PR #7575, opened 2025-12-03
VxPrint: Add Ballots Printed Report

nikhilb4a:
## Overview

https://github.com/votingworks/vxsuite/issues/7521

Adds a Ballots Printed Report that can be printed or exported. The format and code for the report follow the [Ballot Count Report](https://github.com/votingworks/vxsuite/blob/c8326e389e7f80be5f0413f64bab2a345871ea6f/libs/ui/src/reports/ballot_count_report.tsx#L54).

## Demo Video or Screenshot

Example report:
[ballots-printed-report__2025-12-02_18-06-03.pdf](https://github.com/user-attachments/files/23894125/ballots-printed-report__2025-12-02_18-06-03.pdf)

https://github.com/user-attachments/assets/c544fdf5-ea1e-418a-979a-74204014d259

## Checklist

### DIFF
--- a/apps/print/backend/src/reports/ballots_printed_report.ts
+++ b/apps/print/backend/src/reports/ballots_printed_report.ts
@@ -64,7 +64,7 @@ export async function printBallotsPrintedReport({
   try {
     await printer.print({ data });
     await logger.logAsCurrentRole(LogEventId.ElectionReportPrinted, {
-      message: `User printed a Ballots Printed Report.`,
+      message: 'User printed a Ballots Printed Report.',
       disposition: 'success',
     });
   } catch (error) {


libs/ui/src/reports/report_generated_metadata.tsx
```diff
@@ -7,7 +7,7 @@ import {
 } from '@votingworks/types';
 import { LabeledValue, ReportMetadata } from './report_header';
 
-export function AdminReportMetadata({
+export function ReportGeneratedMetadata({
```
nikhilb4a: The component had `Admin` in the name, but nothing `Admin` specific. Renaming to reuse as the header for the Ballots Printed Report

apps/print/frontend/src/utils.ts
```diff
@@ -25,35 +24,3 @@ export function getAvailableLanguages(election: Election): LanguageCode[] {
     .filter((lang) => lang !== undefined)
     .sort(sortLanguages);
 }
-
-// sortBallotPrintCounts sort order: totalCount, precinctOrSplitName, partyName, languageCode
-export function sortBallotPrintCounts(
```
nikhilb4a: Moved sorting to backend store function so ballot print counts are sorted consistently regardless of use (i.e. pdf report vs. ui)

apps/print/backend/src/reports/ballots_printed_report.ts
```diff
@@ -0,0 +1,110 @@
...
+  store,
+}: {
+  printer: Printer;
+  logger: Logger;
+  store: Store;
+}): Promise<void> {
+  const report = buildBallotsPrintedReport({ store });
+
+  try {
+    const data = (await renderToPdf({ document: report })).unsafeUnwrap();
```
kshen0: nit: you can use the `Result` from `await renderToPdf(...)` to check for an error and leave it outside the try/catch.

```
const renderResult = await renderToPdf({ document: report }));
if (renderResult.isErr()) {
  const error = renderResult.err();
  // log error
}
const data = renderResult.ok();
try {
  await printer.print({ data });
  ...
}
```

It's marginally clearer this way because an error in `renderToPdf` won't report as "Error in attempting to print ballots printed report".

PR #1396, opened 2015-09-04
Improved Dockerfile

dbrgn:
- Comments
- .dockerignore
- Added spambayes dependency
- Fig is now docker-compose
- Volume mapping is not really necessary in docker-compose.yml


DoubleMalt:
I'm not sure about the change in the docker-compose file. Mailpile does not pick up changes in the python code.
It would help for tinkering with the frontend code, though. Maybe add this as comment.

dbrgn:
Well, it depends whether the Dockerfile should primarily be used for dev or for deployment. I think the latter should be the target. For development, people can create their own volume mappings.

DoubleMalt:
If the latter is the target, the volume is unnecessary, as the ADD command already adds the files to the image on build.

dbrgn:
Exactly.

DoubleMalt:
Ok, my bad. Somehow thought you had added the volume.

Maybe add a docker-compose.dev.yml. But that does not concern this pull request, that I wholeheartedly support.

dbrgn:
Right now the docker-compose file is not really needed anyways. It only makes sense when running and linking multiple containers.

It does the port mapping for you though, so I think we can keep it.

DoubleMalt:
lgtm

DoubleMalt:
:+1:

PR #1399, opened 2015-09-09
debian-dev: add 'node' to list of packages to install

sycoso:
node is needed to run make js (and thus make all)


sycoso:
Stupid me, it has to be nodejs, not node

PR #1400, opened 2015-09-10
locale: Add missing \ to escape \n

sycoso:
There were a few \n instead of \\n in the translation (es_419 and nn_NO)


BjarniRunar:
Thanks for pointing this out!  However, this stuff needs to be fixed in Transifex (if it is still broken there), otherwise it'll just get clobbered next time we merge their changes.

BjarniRunar:
Hey @largestprime , could you takek a look at that?

Issue #1393, opened 2015-08-27
using Mozilla Autoconfiguration for determining mail server settings


ferriswheel:
just installed and now testing mailpile. 
the auto setup did not find my imap server settings.

i have used the mozilla autoconf setup for many years for myself and tech support clients.
mozilla created this method as an additional means of helping thunderbird users.
it does require a subdomain in the form of autoconfig.<domain name> and a couple of files on a webserver at that url.
no other involvement from mozilla and no secrets are kept in the config xml file. 

see  https://wiki.mozilla.org/Thunderbird:Autoconfiguration
and  https://developer.mozilla.org/en-US/docs/Mozilla/Thunderbird/Autoconfiguration

regards

sycoso:
FYI: I'm trying to implement that :)

BjarniRunar:
@sycoso excellent!

The autodetection code actually has FIXMEs in place for this, in `mailpile/plugins/setup_magic.py`, which is where most of the autoconfig magic takes place. Please feel free to find me on IRC (BjarniRunar on #mailpile on Freenode) if you have any questions at all.

sycoso:
This issue should be closed, right?

ferriswheel:
hello,

i tested the master branch and found that moz autoconfig did not work.
i suspect that the port number specified in my config.xml file was ignored.
i suggest using all the the values in the xml file to give a user the control they require.
 

regards

sycoso:
What exactly do you mean by "did not work"?
I just tested it and it seems to take the port from the config…

ferriswheel:
On Wed, 30 Sep 2015 08:04:24 -0700
Jannis <notifications@github.com> wrote:

> What exactly do you mean by "did not work"?
> I just tested it and it seems to take the port from the config…
> 
> ---
> Reply to this email directly or view it on GitHub:
> https://github.com/mailpile/Mailpile/issues/1393#issuecomment-144439287


hello,


i am using non-standard ports.
on one email server i have multiple instances of imapd,  one per domain.
each domain is assigned a different port number.
thunderbird responds appropriately by reading the port number from the config.xml file.

i am hoping mailpile, in the next few months, is working sufficiently well to start trials in a community group.
mailpile would become the recommended and supported email application with a potential 19K user base.
       

regards

sycoso:
Oh, I think I get it… do you have multiple <emailProvider>s in your config.xml? It's just that I've never seen that before.

That sounds great :)

[...]

PR #1404, opened 2015-09-16
Add support for Mozilla domain autoconfig

sycoso:
- it supports both the autoconfig subdomain and the .well-known folder
- the domain (with ssl) is queried before ISPDB,
  mx1 (and domain without ssl) is queried after ISPDB
- NOTE: Actually we want mx1 before ISPDB but DNS is easily manipulated


sycoso:
Fixes #1393

PR #1405, opened 2015-09-17
Fix problem with stale docker cache after rebuild

DoubleMalt:


DoubleMalt:
For reference:

https://github.com/docker/docker/issues/3313

BjarniRunar:
Thank you! And hello from pyCon UK :)

PR #1418, opened 2015-09-28
Fix Vagrantfile and scripts/vagrant_bootstrap.sh to actually produce working Mailpile installation

hazelesque:
As per conversation in IRC, I had a bit of trouble getting this to work in Vagrant, and I had to make some changes to the Vagrantfile and scripts/vagrant_bootstrap.sh to get "vagrant up" to spin up a working Mailpile installation.

This PR is my attempt to tidy this change up for submission, but I am new to this project, so apologies in advance if this is all wrong...

### DIFF
--- a/Vagrantfile
+++ b/Vagrantfile
@@ -3,8 +3,7 @@
 
 Vagrant.configure("2") do |config|
 
-  config.vm.box     = 'debian7'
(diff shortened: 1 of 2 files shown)


BjarniRunar:
Thank you for doing this! It looks good to me (but be warned I don't use Vagrant).

PR #1420, opened 2015-10-02
Fix/improve arch-dev target in Makefile

sycoso:
* add --needed to pacman command to only install packages that are not already present
* add npm to pacman dependencies
* install spambayes via pacman (instead of AUR) since it's available in the repositories now
* fix URL for yuicompressor
* install base-dev before compiling yuicompressor (if not already present)

NOTE: one may also want to use the nodejs LESS compiler instead of the ruby LESS compiler since that's already in the arch repositories (and maybe even removes the ruby dependencies?). I don't know if the ruby compiler is better than the nodejs version…

### DIFF
--- a/Makefile
+++ b/Makefile
@@ -24,7 +24,7 @@ arch-dev:
 	cd $$TMPDIR; \
 	pacman -Qs '^yuicompressor$$' > /dev/null; \
 	if [ $$? -ne 0 ]; then \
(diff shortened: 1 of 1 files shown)


BjarniRunar:
Taking your word for it, as I do not use Arch. Thank you!

sycoso:
Thanks :)

What about the ruby less vs. nodejs less compiler? Do you know if they are interchangeable? And whether ruby is needed anywhere else?

PR #1422, opened 2015-10-10
Install bower dependencies before building less

JocelynDelalande:
That's required because of less-elements dependency.

### DIFF
--- a/Makefile
+++ b/Makefile
@@ -147,6 +147,7 @@ less-loop: less-compiler
         done
 
 less-compiler:
+	bower install
 	@cp scripts/less-compiler.in scripts/less-compiler.mk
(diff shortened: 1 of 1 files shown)


BjarniRunar:
Hmm, this should be done by the 'make less' target. I don't want it done in the less-compiler recipe, as that will slow down the less-loop significantly. Is the 'make less' rule broken?

JocelynDelalande:
> Hmm, this should be done by the 'make less' target.

Are you sure ? "make less" is called by "less-loop"

BjarniRunar:
Ah, I got it backwards, you're right. Mergymergymerge. Thank you!

PR #1423, opened 2015-10-10
Rename default.css to default.min.css

JocelynDelalande:
It's a minfied/obfuscated CSS, and it's quite anoying when you want to grep it,
using a different extension allows to exclude it from your grep.


BjarniRunar:
Gonna reject this one as I've stopped obfuscating the CSS as of the latest build. :-)

Instead I've implemented gzip compression in the HTTP daemon which should accomplish the same thing quite a bit more without the ugly.

JocelynDelalande:
@BjarniRunar fair enough :)

PR #1424, opened 2015-10-10
Fix copy/paste from mail body in thread view

JocelynDelalande:
Implemented using `<br />` for displaying line returns instead of relying on
`white-space: pre-wrap` for plaintext mail rendering.

Thread rendering is exactly the same than before (pixel-level checked), except,
copy/paste will now preserve line breaks in pasted text.

Could seem relevant to implement this fix with `<p>` instead of `<br />` but it
doesn't give the exact same rendering.


BjarniRunar:
Interesting! Let's try it. ;-)

PR #1430, opened 2015-10-12
Removed tooltip animation hovering a message tag

### LINKED ISSUE #1427: Remove the animation on tag tooltip
The tooltip on tag icons (search view) is flying arround in a shiny but distracting and non-functional way, We have to kill it :)

JocelynDelalande:
In search view, qtip2 has a default to position the tooltip with an animation
from "default" to "choosen" position. That's weird.
Thanks http://stackoverflow.com/a/26672882/1377500

fix #1427


BjarniRunar:
Awesome, thank you!

Issue #1242, opened 2015-02-04
Search term with "@" causes "internal error"


JocelynDelalande:
Try a search with "`@foo`" in the web interface and you will get an HTTP 500.

BjarniRunar:
That's not a bug, that's a feature!

Well, actually it is a bug. Thanks for filing, this is the CLI interface and the web interface disagreeing, and we should make sure that no input into the search box ever causes a 500.

Andrew-Wang-IB45:
I have tried a search with "@foo" in the web interface and did not receive such a message. I tested this on Ubuntu 18.4.2 LTS using Mailpile version 1.0.0rc5.
![Mailpile Issue 1242 Tested](https://user-images.githubusercontent.com/37257276/65378993-fa0af680-dc8e-11e9-8dec-be1e47eb9506.png)

BjarniRunar:
Thanks @Andrew-Wang-IB45, you are correct. This was fixed.

PR #1436, opened 2015-11-05
Issue #1242 Search term with "@" causes "internal error"

camelaissani:


camelaissani:
I don't know if the unit tests were successful before my fix :( 
I reverted my changes replayed the tests and finally I have the same errors.
Could you confirm?

BjarniRunar:
Thanks for this, but I don't think this is the right way to handle the problem. I'll have a think about how to deal with this more gracefully.

camelaissani:
You're welcome. Let me know if I can help on this. May be with few advices I will able to finalize the fix?

PR #539, opened 2021-04-10
Add missing dependencies causing cd check to fail in firehooks

nada-attia:
### Summary 

PR #535 introduces warnings that cause cd check to fail... we should probably add a build job to ci so we can catch these warnings before prs are merged into master 

### Breaking Changes 

None

- [ ] My PR adds a @ts-ignore


ngwattcos (approved):
Looks good to me! Thanks for the fix, Nada!

PR #541, opened 2021-04-14
Logout Bar Click Off

pooja654:
### Summary 

 The Logout Bar now disappears when users click off (as opposed to only when users click it again). Changed this in TopBar.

● DIRECTIONS FOR THIS TASK: Look through the data above. Each line containing the word "done" needs to be copied.

● COMPLETED EXERCISE:
         done
Hmm, this should be done by the 'make less' target. I don't want it done in the less-compiler recipe, as that will slow down the less-loop significantly. Is the 'make less' rule broken?
> Hmm, this should be done by the 'make less' target.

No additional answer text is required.